DATASET CONTENT:
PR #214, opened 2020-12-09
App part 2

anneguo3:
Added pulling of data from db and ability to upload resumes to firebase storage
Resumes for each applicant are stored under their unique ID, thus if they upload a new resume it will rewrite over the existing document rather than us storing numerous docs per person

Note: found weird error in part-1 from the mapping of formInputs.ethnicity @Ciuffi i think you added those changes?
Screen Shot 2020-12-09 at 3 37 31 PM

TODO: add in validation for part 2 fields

EXERCISE BRIEF: Transcribe all of the data so that each line matches the source exactly.

EXPECTED ANSWER:
PR #214, opened 2020-12-09
App part 2

anneguo3:
Added pulling of data from db and ability to upload resumes to firebase storage
Resumes for each applicant are stored under their unique ID, thus if they upload a new resume it will rewrite over the existing document rather than us storing numerous docs per person

Note: found weird error in part-1 from the mapping of formInputs.ethnicity @Ciuffi i think you added those changes?
Screen Shot 2020-12-09 at 3 37 31 PM

TODO: add in validation for part 2 fields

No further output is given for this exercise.